EXERCISE INPUT Start Marker

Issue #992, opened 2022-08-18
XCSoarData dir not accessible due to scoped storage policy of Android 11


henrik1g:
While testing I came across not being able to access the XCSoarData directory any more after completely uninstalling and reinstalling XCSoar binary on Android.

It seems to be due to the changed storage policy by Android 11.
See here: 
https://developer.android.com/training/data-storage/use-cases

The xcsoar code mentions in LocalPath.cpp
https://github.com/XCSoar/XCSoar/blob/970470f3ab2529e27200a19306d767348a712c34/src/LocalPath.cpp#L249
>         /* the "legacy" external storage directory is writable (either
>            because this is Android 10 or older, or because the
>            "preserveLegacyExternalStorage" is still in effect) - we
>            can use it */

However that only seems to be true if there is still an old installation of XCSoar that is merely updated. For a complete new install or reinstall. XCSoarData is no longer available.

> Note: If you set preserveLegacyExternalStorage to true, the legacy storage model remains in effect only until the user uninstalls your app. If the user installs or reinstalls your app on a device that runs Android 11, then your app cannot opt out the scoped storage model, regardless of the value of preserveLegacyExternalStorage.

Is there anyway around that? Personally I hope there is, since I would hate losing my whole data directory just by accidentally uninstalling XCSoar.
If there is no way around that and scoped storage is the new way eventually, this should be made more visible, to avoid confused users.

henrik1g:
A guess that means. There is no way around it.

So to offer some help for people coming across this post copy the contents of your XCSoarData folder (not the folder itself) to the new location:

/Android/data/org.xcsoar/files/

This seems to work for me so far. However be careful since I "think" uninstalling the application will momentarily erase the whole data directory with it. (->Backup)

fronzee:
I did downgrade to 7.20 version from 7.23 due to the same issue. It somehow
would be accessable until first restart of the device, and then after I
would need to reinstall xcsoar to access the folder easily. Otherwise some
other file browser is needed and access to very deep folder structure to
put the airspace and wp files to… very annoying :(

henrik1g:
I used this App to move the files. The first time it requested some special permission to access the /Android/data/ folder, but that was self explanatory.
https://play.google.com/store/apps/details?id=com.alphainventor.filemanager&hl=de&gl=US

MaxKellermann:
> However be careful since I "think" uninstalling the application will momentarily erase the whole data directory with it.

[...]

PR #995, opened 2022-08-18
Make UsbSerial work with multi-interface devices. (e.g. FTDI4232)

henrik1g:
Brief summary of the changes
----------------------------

EXERCISE INPUT End Marker

__PROBLEM DESCRIPTION__: Could you please give the number of lines in the data above that contain the word "folder"? Only the number is needed.

__ANSWER SECTION__: 4